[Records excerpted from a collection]
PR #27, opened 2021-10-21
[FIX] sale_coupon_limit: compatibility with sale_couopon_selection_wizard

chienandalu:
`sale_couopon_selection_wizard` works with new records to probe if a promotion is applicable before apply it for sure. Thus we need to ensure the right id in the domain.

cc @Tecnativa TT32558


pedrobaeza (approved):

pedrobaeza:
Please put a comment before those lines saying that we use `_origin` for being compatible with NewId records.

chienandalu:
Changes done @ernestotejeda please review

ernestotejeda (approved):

WORK INSTRUCTION:
Look over the records above, and wherever a line contains the string "with", copy that line.

YOUR SOLUTION:
[FIX] sale_coupon_limit: compatibility with sale_couopon_selection_wizard
`sale_couopon_selection_wizard` works with new records to probe if a promotion is applicable before apply it for sure. Thus we need to ensure the right id in the domain.
Please put a comment before those lines saying that we use `_origin` for being compatible with NewId records.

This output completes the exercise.